◆ ASSIGNMENT ◆
Once you have read the listing below, write all of it out again exactly.

◆ RECORDS ◆

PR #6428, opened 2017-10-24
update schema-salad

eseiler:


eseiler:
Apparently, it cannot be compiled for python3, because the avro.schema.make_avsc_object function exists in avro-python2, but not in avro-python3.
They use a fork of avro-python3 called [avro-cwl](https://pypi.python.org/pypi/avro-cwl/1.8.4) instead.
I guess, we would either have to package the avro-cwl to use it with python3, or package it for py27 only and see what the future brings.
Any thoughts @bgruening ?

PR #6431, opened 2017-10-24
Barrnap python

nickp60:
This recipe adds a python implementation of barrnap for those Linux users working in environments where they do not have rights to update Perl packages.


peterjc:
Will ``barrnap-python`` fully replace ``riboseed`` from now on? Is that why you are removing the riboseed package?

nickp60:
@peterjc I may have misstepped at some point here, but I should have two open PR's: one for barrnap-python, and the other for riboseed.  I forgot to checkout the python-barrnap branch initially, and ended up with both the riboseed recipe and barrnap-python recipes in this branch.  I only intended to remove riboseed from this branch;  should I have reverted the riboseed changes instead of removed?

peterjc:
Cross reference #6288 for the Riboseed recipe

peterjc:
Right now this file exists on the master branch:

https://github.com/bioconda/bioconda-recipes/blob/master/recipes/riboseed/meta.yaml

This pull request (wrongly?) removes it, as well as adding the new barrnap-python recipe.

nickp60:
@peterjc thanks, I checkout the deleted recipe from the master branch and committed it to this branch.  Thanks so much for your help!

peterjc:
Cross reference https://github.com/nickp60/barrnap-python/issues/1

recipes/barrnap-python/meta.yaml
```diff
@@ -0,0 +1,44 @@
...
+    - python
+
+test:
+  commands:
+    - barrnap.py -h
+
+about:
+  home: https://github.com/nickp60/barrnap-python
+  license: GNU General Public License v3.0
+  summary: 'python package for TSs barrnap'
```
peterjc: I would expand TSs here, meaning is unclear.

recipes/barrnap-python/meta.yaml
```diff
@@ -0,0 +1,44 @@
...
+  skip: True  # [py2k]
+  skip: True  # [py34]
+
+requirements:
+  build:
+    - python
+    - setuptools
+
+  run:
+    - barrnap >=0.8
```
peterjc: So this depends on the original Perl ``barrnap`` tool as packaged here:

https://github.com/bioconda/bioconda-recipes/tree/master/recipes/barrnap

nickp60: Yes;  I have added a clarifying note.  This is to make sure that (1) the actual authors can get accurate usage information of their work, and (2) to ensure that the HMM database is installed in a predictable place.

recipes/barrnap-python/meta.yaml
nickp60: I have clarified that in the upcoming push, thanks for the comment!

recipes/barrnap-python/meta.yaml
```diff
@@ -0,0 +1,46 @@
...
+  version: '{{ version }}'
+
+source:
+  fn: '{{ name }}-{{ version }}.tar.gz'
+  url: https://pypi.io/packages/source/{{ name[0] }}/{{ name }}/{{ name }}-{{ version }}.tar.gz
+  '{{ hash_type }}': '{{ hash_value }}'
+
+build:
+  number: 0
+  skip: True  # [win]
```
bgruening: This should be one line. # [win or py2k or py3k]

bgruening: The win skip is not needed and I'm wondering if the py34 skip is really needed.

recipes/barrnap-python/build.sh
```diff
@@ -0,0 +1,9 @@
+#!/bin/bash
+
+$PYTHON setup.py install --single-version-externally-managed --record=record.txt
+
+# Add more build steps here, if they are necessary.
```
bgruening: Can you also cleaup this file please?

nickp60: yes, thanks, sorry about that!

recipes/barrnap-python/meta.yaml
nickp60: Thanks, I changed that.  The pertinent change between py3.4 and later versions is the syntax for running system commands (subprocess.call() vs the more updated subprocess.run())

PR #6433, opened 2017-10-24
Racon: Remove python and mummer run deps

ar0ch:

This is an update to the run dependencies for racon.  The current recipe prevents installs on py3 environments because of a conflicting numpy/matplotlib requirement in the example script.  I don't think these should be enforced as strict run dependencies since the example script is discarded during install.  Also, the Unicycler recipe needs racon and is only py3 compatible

◆ SOLUTION TO THIS TASK ◆
PR #6428, opened 2017-10-24
update schema-salad

eseiler:


eseiler:
Apparently, it cannot be compiled for python3, because the avro.schema.make_avsc_object function exists in avro-python2, but not in avro-python3.
They use a fork of avro-python3 called [avro-cwl](https://pypi.python.org/pypi/avro-cwl/1.8.4) instead.
I guess, we would either have to package the avro-cwl to use it with python3, or package it for py27 only and see what the future brings.
Any thoughts @bgruening ?

PR #6431, opened 2017-10-24
Barrnap python

nickp60:
This recipe adds a python implementation of barrnap for those Linux users working in environments where they do not have rights to update Perl packages.


peterjc:
Will ``barrnap-python`` fully replace ``riboseed`` from now on? Is that why you are removing the riboseed package?

nickp60:
@peterjc I may have misstepped at some point here, but I should have two open PR's: one for barrnap-python, and the other for riboseed.  I forgot to checkout the python-barrnap branch initially, and ended up with both the riboseed recipe and barrnap-python recipes in this branch.  I only intended to remove riboseed from this branch;  should I have reverted the riboseed changes instead of removed?

peterjc:
Cross reference #6288 for the Riboseed recipe

peterjc:
Right now this file exists on the master branch:

https://github.com/bioconda/bioconda-recipes/blob/master/recipes/riboseed/meta.yaml

This pull request (wrongly?) removes it, as well as adding the new barrnap-python recipe.

nickp60:
@peterjc thanks, I checkout the deleted recipe from the master branch and committed it to this branch.  Thanks so much for your help!

peterjc:
Cross reference https://github.com/nickp60/barrnap-python/issues/1

recipes/barrnap-python/meta.yaml
```diff
@@ -0,0 +1,44 @@
...
+    - python
+
+test:
+  commands:
+    - barrnap.py -h
+
+about:
+  home: https://github.com/nickp60/barrnap-python
+  license: GNU General Public License v3.0
+  summary: 'python package for TSs barrnap'
```
peterjc: I would expand TSs here, meaning is unclear.

recipes/barrnap-python/meta.yaml
```diff
@@ -0,0 +1,44 @@
...
+  skip: True  # [py2k]
+  skip: True  # [py34]
+
+requirements:
+  build:
+    - python
+    - setuptools
+
+  run:
+    - barrnap >=0.8
```
peterjc: So this depends on the original Perl ``barrnap`` tool as packaged here:

https://github.com/bioconda/bioconda-recipes/tree/master/recipes/barrnap

nickp60: Yes;  I have added a clarifying note.  This is to make sure that (1) the actual authors can get accurate usage information of their work, and (2) to ensure that the HMM database is installed in a predictable place.

recipes/barrnap-python/meta.yaml
nickp60: I have clarified that in the upcoming push, thanks for the comment!

recipes/barrnap-python/meta.yaml
```diff
@@ -0,0 +1,46 @@
...
+  version: '{{ version }}'
+
+source:
+  fn: '{{ name }}-{{ version }}.tar.gz'
+  url: https://pypi.io/packages/source/{{ name[0] }}/{{ name }}/{{ name }}-{{ version }}.tar.gz
+  '{{ hash_type }}': '{{ hash_value }}'
+
+build:
+  number: 0
+  skip: True  # [win]
```
bgruening: This should be one line. # [win or py2k or py3k]

bgruening: The win skip is not needed and I'm wondering if the py34 skip is really needed.

recipes/barrnap-python/build.sh
```diff
@@ -0,0 +1,9 @@
+#!/bin/bash
+
+$PYTHON setup.py install --single-version-externally-managed --record=record.txt
+
+# Add more build steps here, if they are necessary.
```
bgruening: Can you also cleaup this file please?

nickp60: yes, thanks, sorry about that!

recipes/barrnap-python/meta.yaml
nickp60: Thanks, I changed that.  The pertinent change between py3.4 and later versions is the syntax for running system commands (subprocess.call() vs the more updated subprocess.run())

PR #6433, opened 2017-10-24
Racon: Remove python and mummer run deps

ar0ch:

This is an update to the run dependencies for racon.  The current recipe prevents installs on py3 environments because of a conflicting numpy/matplotlib requirement in the example script.  I don't think these should be enforced as strict run dependencies since the example script is discarded during install.  Also, the Unicycler recipe needs racon and is only py3 compatible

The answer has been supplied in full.